Gift giving with an expectation of some kind of reciprocation is, or at least has been, more or less standard practice in China. It does not automatically follow that the reciprocation expected when political donations are made in Australia is a change in the direction of Australia’s foreign policy. Mr Huang did indeed rescind his offer to donate $400,000 to the ALP after Stephen Conroy said Labor would take a tougher stand on the South China Sea. Did he do that because the Party told him to? Or could it also be because Huang’s own beliefs are in line with the official Chinese position, and he decided not to give his money to an organisation that opposed his beliefs? In general, given the way networks and contacts work in China, Party connections are not necessarily a cause for alarm. However Mr Huang’s high-level connection with the Australian Council for the Peaceful Reunification of China, and his remarks about Chinese politicians in Australia supporting Chinese policy, are worth further exploration.
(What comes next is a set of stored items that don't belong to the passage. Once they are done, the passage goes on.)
PR #1062, opened 2022-11-02
fix: resolve issue where badge would pop back up on messages

elisealix22:
## What does this PR do?

This PR resolves an issue where we were listening for changes to `pathname` which would attempt to return the stream and start a new one. The issue is that as we bounce around different tabs, the async generator would return but it didn't fully close until it yielded something -- which meant an old stream from the notifications tab could receive one last message thinking it was on the right tab to show the message.

The fix is to validate the profile & pathname are valid at runtime when we receive that last message and ignore the message if we are currently viewing the `/messages` tab and signed in to the correct user.

<details>
<summary>Demo of the issue</summary>

https://user-images.githubusercontent.com/556051/199401126-8d7cf16e-4bbf-442b-8ba6-577a815da5a9.mp4

</details>

## How should this be tested?

- [x] Navigate between home, explore & notifications then view messages and receive a message. Notice the badge no longer appears.
- [x] Toggle between two profiles on Home where one has a message and one doesn't and notice it persists.
- [x] I retested the create new user flow as well and ensured no badges.


src/components/utils/hooks/useMessagePreviews.tsx
```diff
@@ -60,9 +60,6 @@ const useMessagePreviews = () => {
         newMessageProfiles.set(key, profile);
       }
       setMessageProfiles(newMessageProfiles);
-
-      // TODO: Add pagination of results once Lens fixes an issue with their API where pagination and cursor
```
elisealix22, line 64: In chatting with Nick & Josh, this is running as intended so I removed the TODO.

src/store/message.ts
```diff
@@ -95,18 +95,14 @@ export const useMessagePersistStore = create(
...
-            const show = new Map(state.showMessagesBadge);
-            viewedAt.set(profileId, toNanoString(new Date()));
-            show.set(profileId, false);
-            return { viewedMessagesAtNs: viewedAt, showMessagesBadge: show };
-          } else {
-            return {
-              viewedMessagesAtNs: state.viewedMessagesAtNs,
-              showMessagesBadge: state.showMessagesBadge
-            };
+          const viewedAt = new Map(state.viewedMessagesAtNs);
```
elisealix22, line 98: I modified this to always update the last viewed timestamp when we call clear()

bigint (approved):

PR #1087, opened 2022-11-03
feat: add shop button to collect on the secondary marketplace

ahomentc:
Add "Shop Collects" button to Lenster.

## What does this PR do?
Shop button will allow users to find a publication's collects on the secondary marketplace. If a publication is sold out of collects, users might want to buy one from secondary. This makes it easy for them to find those collects they want to buy.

The observation made in the program that it is unclear where these billionaires got their money, and the implication that they are state-sponsored, also demonstrates a lack of understanding of how China works. Mr Huang was noted to be a rural real estate developer. He is now very rich. The rest is murky. Chances are his wealth is not because of Party sponsorship.
The program was right to alert us to the potential risks of international political donations being tied to expectations of influence. But it did not make any clear links between the actions of the Chinese featured in the program and policy change or influence in Australia. It is the responsibility of the defence and intelligence community to be aware of potential overseas influence in Australia’s politics. It is the responsibility of Australian politicians to be ethical and transparent, and not naive about where their money comes from and what is expected in return. But it is the responsibility of us all to be well-informed, and realistic and moderate about the conclusions we reach.